── Data under study
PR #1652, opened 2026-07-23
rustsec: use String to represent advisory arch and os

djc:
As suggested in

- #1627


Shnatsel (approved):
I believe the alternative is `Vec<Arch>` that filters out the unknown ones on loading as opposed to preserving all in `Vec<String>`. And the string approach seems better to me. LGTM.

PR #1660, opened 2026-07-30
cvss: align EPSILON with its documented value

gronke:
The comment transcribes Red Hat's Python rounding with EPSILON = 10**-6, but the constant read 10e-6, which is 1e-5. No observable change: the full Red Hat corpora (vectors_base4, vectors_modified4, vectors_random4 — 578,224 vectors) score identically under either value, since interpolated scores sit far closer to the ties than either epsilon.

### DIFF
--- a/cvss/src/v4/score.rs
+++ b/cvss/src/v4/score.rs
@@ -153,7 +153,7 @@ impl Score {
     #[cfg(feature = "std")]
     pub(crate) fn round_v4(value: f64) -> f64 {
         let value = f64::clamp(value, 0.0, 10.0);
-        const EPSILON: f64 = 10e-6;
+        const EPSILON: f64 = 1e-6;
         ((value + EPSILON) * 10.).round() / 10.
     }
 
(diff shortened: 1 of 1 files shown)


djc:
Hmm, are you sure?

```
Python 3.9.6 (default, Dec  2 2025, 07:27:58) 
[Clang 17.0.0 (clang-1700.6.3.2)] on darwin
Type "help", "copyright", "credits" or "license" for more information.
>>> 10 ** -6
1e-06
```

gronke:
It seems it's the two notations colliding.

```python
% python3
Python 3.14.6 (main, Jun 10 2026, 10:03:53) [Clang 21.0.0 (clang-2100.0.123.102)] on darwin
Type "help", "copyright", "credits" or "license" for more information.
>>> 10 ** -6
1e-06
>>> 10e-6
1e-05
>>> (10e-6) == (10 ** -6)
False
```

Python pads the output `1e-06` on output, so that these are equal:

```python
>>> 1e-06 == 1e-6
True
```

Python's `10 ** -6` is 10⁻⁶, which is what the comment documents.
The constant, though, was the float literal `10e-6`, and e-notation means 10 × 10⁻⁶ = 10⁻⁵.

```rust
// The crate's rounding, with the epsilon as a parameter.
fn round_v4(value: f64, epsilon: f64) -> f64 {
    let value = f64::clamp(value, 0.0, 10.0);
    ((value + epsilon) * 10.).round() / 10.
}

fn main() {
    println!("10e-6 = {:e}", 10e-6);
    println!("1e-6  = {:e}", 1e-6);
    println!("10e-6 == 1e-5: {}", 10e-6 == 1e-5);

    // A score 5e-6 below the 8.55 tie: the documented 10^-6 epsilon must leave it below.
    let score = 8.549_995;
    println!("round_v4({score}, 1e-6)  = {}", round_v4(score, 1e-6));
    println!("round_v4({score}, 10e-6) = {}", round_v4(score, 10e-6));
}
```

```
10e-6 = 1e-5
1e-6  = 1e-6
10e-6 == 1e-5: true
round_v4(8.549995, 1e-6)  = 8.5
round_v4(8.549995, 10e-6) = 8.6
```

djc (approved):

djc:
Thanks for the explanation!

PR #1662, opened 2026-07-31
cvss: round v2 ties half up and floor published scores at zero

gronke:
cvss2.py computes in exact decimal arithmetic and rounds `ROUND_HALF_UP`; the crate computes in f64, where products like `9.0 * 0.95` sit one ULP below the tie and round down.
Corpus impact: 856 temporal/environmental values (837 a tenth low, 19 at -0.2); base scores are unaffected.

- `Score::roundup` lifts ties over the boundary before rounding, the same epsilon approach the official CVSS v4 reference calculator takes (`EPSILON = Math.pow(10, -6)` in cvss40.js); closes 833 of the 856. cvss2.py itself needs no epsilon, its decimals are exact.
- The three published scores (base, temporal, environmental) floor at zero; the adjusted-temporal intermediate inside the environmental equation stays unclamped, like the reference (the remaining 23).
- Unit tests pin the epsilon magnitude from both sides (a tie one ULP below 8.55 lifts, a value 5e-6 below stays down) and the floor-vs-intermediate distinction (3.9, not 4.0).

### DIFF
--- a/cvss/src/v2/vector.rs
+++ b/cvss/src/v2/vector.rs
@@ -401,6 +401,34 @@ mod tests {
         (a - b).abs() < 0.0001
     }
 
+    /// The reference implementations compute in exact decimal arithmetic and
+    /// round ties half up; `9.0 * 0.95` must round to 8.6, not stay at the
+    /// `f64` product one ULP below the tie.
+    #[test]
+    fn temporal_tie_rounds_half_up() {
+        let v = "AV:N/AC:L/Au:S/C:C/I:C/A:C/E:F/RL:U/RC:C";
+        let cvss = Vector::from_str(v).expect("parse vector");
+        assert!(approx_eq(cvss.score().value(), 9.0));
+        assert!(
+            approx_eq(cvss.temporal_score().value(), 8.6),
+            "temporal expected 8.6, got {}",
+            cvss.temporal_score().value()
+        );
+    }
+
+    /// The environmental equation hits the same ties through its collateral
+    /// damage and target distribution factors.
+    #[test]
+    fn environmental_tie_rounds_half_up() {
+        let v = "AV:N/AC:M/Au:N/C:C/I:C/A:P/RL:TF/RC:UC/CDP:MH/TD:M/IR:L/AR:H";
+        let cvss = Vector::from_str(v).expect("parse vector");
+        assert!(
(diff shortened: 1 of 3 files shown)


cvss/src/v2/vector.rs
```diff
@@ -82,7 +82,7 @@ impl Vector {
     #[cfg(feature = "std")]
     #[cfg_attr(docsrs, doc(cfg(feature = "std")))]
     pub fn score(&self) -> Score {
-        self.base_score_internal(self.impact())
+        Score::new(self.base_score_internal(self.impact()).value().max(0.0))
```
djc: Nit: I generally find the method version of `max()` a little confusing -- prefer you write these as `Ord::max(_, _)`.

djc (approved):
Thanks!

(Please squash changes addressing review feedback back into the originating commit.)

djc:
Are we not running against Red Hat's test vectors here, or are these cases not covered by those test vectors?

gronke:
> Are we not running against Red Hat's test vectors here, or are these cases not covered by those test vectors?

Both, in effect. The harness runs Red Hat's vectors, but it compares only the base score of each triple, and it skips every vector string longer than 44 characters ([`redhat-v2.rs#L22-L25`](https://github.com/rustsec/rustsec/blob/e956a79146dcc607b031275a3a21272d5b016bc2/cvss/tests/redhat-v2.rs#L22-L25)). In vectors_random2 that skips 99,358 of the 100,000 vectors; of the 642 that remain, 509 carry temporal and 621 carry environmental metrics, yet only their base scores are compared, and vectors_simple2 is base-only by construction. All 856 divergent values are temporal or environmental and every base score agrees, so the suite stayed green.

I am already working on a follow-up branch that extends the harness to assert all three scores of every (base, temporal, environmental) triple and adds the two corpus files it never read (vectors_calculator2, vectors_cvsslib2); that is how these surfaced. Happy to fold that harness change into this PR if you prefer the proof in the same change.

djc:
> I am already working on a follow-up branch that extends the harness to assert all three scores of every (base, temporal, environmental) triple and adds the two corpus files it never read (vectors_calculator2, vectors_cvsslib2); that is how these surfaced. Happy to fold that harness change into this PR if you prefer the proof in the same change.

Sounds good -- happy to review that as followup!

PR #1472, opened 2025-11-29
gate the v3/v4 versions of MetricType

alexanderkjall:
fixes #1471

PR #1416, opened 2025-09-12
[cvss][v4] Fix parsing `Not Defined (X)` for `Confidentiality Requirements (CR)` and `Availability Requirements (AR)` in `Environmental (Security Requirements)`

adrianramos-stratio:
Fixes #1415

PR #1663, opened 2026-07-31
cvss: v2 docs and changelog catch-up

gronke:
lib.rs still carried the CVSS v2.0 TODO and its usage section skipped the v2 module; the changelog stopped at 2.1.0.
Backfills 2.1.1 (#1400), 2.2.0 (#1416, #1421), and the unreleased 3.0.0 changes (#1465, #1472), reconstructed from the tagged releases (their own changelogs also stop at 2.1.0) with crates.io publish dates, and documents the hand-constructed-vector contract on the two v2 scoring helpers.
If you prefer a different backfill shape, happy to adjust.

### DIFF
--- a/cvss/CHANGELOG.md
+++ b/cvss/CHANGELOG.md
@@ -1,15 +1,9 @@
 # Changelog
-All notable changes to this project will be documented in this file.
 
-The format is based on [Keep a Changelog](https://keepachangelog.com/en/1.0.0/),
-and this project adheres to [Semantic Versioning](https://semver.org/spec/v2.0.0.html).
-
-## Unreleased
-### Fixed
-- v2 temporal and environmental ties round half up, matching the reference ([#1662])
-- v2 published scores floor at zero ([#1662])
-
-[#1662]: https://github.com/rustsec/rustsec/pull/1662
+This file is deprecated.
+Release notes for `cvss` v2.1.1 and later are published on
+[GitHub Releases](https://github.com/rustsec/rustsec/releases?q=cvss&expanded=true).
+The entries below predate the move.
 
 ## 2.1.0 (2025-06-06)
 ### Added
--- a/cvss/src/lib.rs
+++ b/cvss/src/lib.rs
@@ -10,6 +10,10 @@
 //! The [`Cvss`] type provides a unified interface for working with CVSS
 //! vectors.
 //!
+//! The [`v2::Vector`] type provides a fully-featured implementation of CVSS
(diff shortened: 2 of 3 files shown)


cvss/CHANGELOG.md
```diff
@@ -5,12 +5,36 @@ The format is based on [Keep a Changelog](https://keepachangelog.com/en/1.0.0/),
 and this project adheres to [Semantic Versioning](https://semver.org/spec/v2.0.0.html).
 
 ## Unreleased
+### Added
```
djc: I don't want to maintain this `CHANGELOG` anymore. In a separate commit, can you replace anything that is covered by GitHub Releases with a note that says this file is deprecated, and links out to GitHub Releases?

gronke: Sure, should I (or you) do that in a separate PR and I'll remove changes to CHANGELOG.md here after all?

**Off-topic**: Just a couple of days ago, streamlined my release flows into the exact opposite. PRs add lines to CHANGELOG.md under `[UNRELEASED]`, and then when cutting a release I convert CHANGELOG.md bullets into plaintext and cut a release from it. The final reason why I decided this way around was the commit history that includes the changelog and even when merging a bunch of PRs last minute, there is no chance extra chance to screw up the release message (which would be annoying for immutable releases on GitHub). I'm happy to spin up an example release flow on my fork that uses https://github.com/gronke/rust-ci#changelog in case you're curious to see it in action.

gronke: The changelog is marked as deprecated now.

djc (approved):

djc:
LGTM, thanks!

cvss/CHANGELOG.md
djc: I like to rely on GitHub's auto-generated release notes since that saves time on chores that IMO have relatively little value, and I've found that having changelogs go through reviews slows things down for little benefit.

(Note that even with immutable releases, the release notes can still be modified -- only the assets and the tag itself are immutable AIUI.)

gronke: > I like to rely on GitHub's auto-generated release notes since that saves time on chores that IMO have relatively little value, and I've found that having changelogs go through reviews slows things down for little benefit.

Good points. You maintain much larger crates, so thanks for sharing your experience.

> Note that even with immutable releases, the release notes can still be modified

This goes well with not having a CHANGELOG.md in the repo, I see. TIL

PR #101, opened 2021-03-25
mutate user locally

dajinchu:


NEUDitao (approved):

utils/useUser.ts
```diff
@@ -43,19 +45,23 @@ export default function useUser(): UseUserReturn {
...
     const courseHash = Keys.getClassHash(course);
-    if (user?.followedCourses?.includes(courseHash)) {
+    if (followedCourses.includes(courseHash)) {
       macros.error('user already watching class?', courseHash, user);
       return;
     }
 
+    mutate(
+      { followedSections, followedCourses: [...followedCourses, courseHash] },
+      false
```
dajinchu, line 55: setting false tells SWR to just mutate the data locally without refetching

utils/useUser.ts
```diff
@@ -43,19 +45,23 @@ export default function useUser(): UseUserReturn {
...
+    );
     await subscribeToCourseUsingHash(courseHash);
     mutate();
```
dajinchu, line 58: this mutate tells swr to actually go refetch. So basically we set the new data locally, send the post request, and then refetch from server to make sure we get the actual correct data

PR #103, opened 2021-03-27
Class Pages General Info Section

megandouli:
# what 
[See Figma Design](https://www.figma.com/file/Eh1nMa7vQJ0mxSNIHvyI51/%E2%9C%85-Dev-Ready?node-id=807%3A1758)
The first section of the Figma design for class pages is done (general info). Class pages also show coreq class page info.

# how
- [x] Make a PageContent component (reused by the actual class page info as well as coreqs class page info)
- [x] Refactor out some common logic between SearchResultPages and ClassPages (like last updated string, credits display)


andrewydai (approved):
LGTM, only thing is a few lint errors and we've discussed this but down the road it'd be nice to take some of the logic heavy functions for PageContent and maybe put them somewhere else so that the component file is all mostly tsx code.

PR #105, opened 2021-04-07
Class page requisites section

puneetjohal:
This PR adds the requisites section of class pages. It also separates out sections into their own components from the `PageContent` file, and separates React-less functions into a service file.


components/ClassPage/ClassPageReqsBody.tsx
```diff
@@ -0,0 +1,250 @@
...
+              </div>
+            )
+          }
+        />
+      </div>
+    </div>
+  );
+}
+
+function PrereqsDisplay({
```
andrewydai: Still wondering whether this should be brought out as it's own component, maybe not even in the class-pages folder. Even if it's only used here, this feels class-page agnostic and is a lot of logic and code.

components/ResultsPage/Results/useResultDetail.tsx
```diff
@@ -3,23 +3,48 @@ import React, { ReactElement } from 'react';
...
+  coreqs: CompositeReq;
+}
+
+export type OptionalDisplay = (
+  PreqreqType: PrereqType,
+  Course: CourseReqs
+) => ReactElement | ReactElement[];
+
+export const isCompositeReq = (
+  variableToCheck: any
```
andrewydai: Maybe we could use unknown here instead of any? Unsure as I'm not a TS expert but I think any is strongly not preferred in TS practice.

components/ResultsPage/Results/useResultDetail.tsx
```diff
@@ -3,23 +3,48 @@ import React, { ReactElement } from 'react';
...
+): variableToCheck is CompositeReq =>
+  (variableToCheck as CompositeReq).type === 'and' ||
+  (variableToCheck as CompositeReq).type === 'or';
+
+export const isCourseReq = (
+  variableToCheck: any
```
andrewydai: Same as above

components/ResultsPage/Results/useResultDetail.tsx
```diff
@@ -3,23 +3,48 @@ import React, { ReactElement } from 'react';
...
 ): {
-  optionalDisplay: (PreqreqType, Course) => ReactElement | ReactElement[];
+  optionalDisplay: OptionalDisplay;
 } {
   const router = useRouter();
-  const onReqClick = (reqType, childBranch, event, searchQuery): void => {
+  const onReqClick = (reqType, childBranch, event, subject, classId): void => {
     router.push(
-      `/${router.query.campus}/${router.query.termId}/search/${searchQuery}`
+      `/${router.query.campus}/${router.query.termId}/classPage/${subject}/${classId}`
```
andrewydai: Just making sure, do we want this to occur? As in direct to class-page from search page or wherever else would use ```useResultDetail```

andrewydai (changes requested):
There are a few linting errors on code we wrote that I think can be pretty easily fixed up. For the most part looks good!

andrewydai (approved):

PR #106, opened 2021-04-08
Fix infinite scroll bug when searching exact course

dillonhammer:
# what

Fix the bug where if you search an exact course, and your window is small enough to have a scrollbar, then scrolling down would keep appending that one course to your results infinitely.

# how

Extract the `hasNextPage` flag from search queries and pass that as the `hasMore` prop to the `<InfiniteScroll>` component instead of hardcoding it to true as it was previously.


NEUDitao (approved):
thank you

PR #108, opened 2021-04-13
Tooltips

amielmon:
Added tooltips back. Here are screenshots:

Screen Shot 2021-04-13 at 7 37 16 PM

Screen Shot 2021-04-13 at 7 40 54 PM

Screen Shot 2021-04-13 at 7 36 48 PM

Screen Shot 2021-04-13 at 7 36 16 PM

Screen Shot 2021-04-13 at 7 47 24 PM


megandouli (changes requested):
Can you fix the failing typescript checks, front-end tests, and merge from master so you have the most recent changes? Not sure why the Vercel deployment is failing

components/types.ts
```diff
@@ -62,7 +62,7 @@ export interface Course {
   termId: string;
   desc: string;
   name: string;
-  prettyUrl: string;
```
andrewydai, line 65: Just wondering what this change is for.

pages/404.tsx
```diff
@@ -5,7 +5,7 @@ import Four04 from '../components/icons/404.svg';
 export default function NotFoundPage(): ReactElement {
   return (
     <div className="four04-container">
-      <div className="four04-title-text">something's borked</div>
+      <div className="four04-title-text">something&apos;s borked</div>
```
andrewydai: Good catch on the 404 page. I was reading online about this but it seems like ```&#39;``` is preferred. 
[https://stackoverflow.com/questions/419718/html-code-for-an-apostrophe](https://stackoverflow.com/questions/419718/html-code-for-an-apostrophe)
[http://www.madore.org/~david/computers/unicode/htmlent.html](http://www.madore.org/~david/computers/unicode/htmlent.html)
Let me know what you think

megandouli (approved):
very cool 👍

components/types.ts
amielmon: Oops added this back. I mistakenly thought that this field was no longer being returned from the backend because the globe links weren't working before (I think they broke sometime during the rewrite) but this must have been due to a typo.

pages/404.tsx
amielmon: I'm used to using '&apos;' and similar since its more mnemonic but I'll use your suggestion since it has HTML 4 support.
────
Among the lines of the listing above, which ones contain the word "values"? Show them.

Corpus impact: 856 temporal/environmental values (837 a tenth low, 19 at -0.2); base scores are unaffected.
Both, in effect. The harness runs Red Hat's vectors, but it compares only the base score of each triple, and it skips every vector string longer than 44 characters ([`redhat-v2.rs#L22-L25`](https://github.com/rustsec/rustsec/blob/e956a79146dcc607b031275a3a21272d5b016bc2/cvss/tests/redhat-v2.rs#L22-L25)). In vectors_random2 that skips 99,358 of the 100,000 vectors; of the 642 that remain, 509 carry temporal and 621 carry environmental metrics, yet only their base scores are compared, and vectors_simple2 is base-only by construction. All 856 divergent values are temporal or environmental and every base score agrees, so the suite stayed green.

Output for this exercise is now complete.